I suppose several folk run "unmarried" batteries in their dual batt mods without a problem but it may lead to problems down the line if one is not careful and puts any old battery in with any other battery.

I am no battery expert but have always used "married" batteries and its all been working fine for me. I have not tested with unmarried or vastly different batteries.

Reactions: Agree 2


----------



## Chronix

StompieZA said:


> Interesting thread!
> 
> I started noticing now after about 4 months my Tesiyi 40A battery doesnt pack the punch anymore.
> 
> Used to always charge through my mod but recently bought a NEW i2 charger and decently charge it (Havent checked via multimeter)
> 
> Battery can be a above half but when i vape at around 45watt on my evic two it shows me "Weak battery".
> 
> As the battery starts getting lower and i vape at lower watts like 35 then i start getting the same message.
> 
> On my mod, it shows im only getting like 10A where the battery is rated 40 as per the battery sleave.
> 
> 
> 
> 
> 
> 
> So i take it this battery is done for...

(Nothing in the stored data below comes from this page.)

PR #2443, opened 2019-10-08
Forgot password unregistered

davidrapson:
Identified a bug where forgotten password requests for _unregistered_ users would hang. Steps to reproduce:

- Go to https://www.tnlcommunityfund.org.uk/user/password/forgot
- Enter an unregistered email address

Expected behaviour is that a placebo version of the forgotten password confirmation screen should be shown.

Added a cypress test for unregistered accounts to confirm the bug and implemented a fix.

### DIFF
--- a/controllers/user/password.js
+++ b/controllers/user/password.js
@@ -135,6 +135,9 @@ router
                         logger.info('Password reset request succeeded');
                         renderForgotForm(req, res);
                     }
+                } else {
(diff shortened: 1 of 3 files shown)


davidrapson:
[Bug report: 504 error shown when using forgotten password form](https://trello.com/c/TMR42fn7/877-bug-report-504-error-shown-when-using-forgotten-password-form)

PR #2456, opened 2019-10-08
Tweak the names/form values of a few Scottish regions

mattandrews:
Updates the names and the form values of a few incorrect regions.

### DIFF
--- a/controllers/apply/index.js
+++ b/controllers/apply/index.js
@@ -1,6 +1,8 @@
 'use strict';
 const express = require('express');
 const path = require('path');
+const { get, includes } = require('lodash');
+const { Op } = require('sequelize');
 
 const {
     verifyTokenUnsubscribeApplicationEmails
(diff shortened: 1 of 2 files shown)


controllers/apply/index.js
```diff
@@ -71,6 +73,66 @@ router.get('/emails/unsubscribe', async function(req, res) {
...
+    ];
+
+    const invalidRegionNames = replacements.map(_ => _.from);
+
+    const applications = await PendingApplication.findAllByForm(
+        'awards-for-all'
+    );
+
+    const appsToUpdate = applications.filter(app => {
+        return includes(
```
davidrapson: FYI `Array.includes` is supported in the version of node we run so we don't need lodash/includes. Doesn't matter here though.

mattandrews: Aha!

davidrapson: image

PR #2459, opened 2019-10-09
Use new macros for forgotten password form

davidrapson:
Spotted that the forgotten password screen was the only one in the account section that wasn't using the new form macros.

**Before**
image

**After**
image


NikhilNanjappa:
Does the new form not have the "* Required" text after the label ?

davidrapson:
Yep, we flipped things so we only mark optional fields instead.

PR #2464, opened 2019-10-09
Convert feedback to common style

davidrapson:
image


controllers/tools/feedback.js
```diff
@@ -6,10 +6,15 @@ const { Feedback } = require('../../db/models');
 
 const router = express.Router();
 
-router.get('/', async (req, res, next) => {
+router.get('/', async function(req, res, next) {
```
mattandrews: Out of interest, why this change? Seeing a few more of these lately, is this a better style we should be using for these callbacks?

PR #3713, opened 2020-10-07
Carbon copy of standard proposal form

mo-durvesh:
To support new changes other than the form changes, old and new versions of the standard proposal form have been made and is hidden behind a feature flag


marksmithtnlcf (approved):
Looking good! 💯

PR #3723, opened 2020-10-12
V2 further updates

mo-durvesh:
- content fixes to existing form


joshgriff465 (approved):
Good work, all requested updates look like they are included now

PR #3725, opened 2020-10-14
Content review of error messages

scottoakley:
I've used the [GOV.UK design system component on error messages](https://design-system.service.gov.uk/components/error-message/) to review the error messages - and make them consistent with existing messages designed the same way.

Here's extra rationale for some specific changes: 
- For `fieldOrganisationSupport` I've changed to error message to `Enter a number`  - this should be if they leave the field blank. If they add a number but it's not a whole number, can we have a separate error message to resolve that? It should be `Number of people supported by your organisation must be a whole number (for example, no decimal point)`. This means the customer gets more specific guidance based on the mistake they've made and are more likely to be able to resolve it themselves without calling us
- same as `fieldOrganisationSupport` for `fieldOrganisationVolunteers`, except second error message should be `Number of volunteers at your organisation must be a whole number (for example, no decimal point)`

### DIFF
--- a/controllers/apply/standard-proposal-v2/fields.js
+++ b/controllers/apply/standard-proposal-v2/fields.js
@@ -914,14 +914,14 @@ module.exports = function fieldsFor({ locale, data = {} }) {
                 {
                     type: 'base',
                     message: localise({
-                        en: 'Please tell us your organisation trading name.',
+                        en: 'Enter your organisation's day-to-day name',
                         cy: '',
                     }),
                 },
                 {
                     type: 'any.invalid',
                     message: localise({
-                        en: 'Trading name must not be the same as legal name',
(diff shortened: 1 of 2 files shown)


scottoakley:
Also in [senior-contact-role.js](https://github.com/biglotteryfund/blf-alpha/blob/master/controllers/apply/standard-proposal-v2/fields/senior-contact-role.js) I noticed the following error message, but couldn't work out when it appears to customers:

`type: 'any.allowOnly',
                    message: localise({
                        en: 'Senior contact role is not valid',
                        cy: 'Nid yw’r rôl uwch gyswllt yn ddilys',`

Would be good to know so we can make the error message give more specific instructions so customers can resolve the problem without contacting the Fund.

PR #3734, opened 2020-10-22
Trail text added to all programme list. 

joshgriff465:
If the trail text does not exist for the programme then it will use the description instead


marksmithtnlcf (approved):
Thumbs up

PR #3736, opened 2020-10-23
Warnings do not display for new applications (YFP)

mo-durvesh:
warnings only show if created before launch date (sample set to 16th Nov 2020)


marksmithtnlcf (approved):
Good catch!

Seal of approval

PR #3753, opened 2020-11-02
Flags and fixes

mo-durvesh:
Flags added behind added functionality
supporting covid question removed
length check question removed
their sections removed 
england now same as other countries for start and end date (e.g. leadtime and maxmonths)


marksmithtnlcf (approved):
👍

PR #3770, opened 2020-11-11
use standardv2 for buttons

mo-durvesh:
- buttons configured to use standard v2 links


marksmithtnlcf (approved):
This one made my head hurt.

PR #3787, opened 2020-11-26
Remove v2 flags

mo-durvesh:
- enablestandardv2 removed
- enablesimplev2 removed
- bannersLaunch removed
- conditional logic for flags removed
- tests updated
- snaps updated


marksmithtnlcf (approved):
👋

PR #3845, opened 2021-01-29
Cookie consent updates

joshgriff465:
List of changes:

- Cookie policy page to use yml files
- Welsh translations added
- Text updates to english version of site
- New cookie policy select component added


marksmithtnlcf:
Just a note: when this goes live _all users will need to select their cookie preferences_, regardless of if they have visited the site prior. This is intentional.

marksmithtnlcf (approved):

PR #3876, opened 2021-02-17
WEB-80 Updated media card to use H3 instead of H4.

marksmithtnlcf:
Updated media-object to use an H3 for title instead of H4 as this was causing skipped header levels.


joshgriff465 (approved):
Looks fine

zchughtai (approved):

zchughtai (approved):

PR #3900, opened 2021-03-15
WEB-94 fix joi trim issue

mo-durvesh:
The positioning of the fields seem to be effecting the behavior of Joi.trim()


marksmithtnlcf (approved):
I don't understand why it works, but it does and that's the important part.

Unfortunately there is no such thing as a 40 amp 18650 battery. It might say it on the packaging, but it is an utter lie

Reactions: Like 1 | Agree 1


----------



## Neal

StompieZA said:


> Interesting thread!
> 
> I started noticing now after about 4 months my Tesiyi 40A battery doesnt pack the punch anymore.
> 
> Used to always charge through my mod but recently bought a NEW i2 charger and decently charge it (Havent checked via multimeter)
> 
> Battery can be a above half but when i vape at around 45watt on my evic two it shows me "Weak battery".
> 
> As the battery starts getting lower and i vape at lower watts like 35 then i start getting the same message.
> 
> On my mod, it shows im only getting like 10A where the battery is rated 40 as per the battery sleave.
> 
> 
> 
> 
> 
> 
> So i take it this battery is done for...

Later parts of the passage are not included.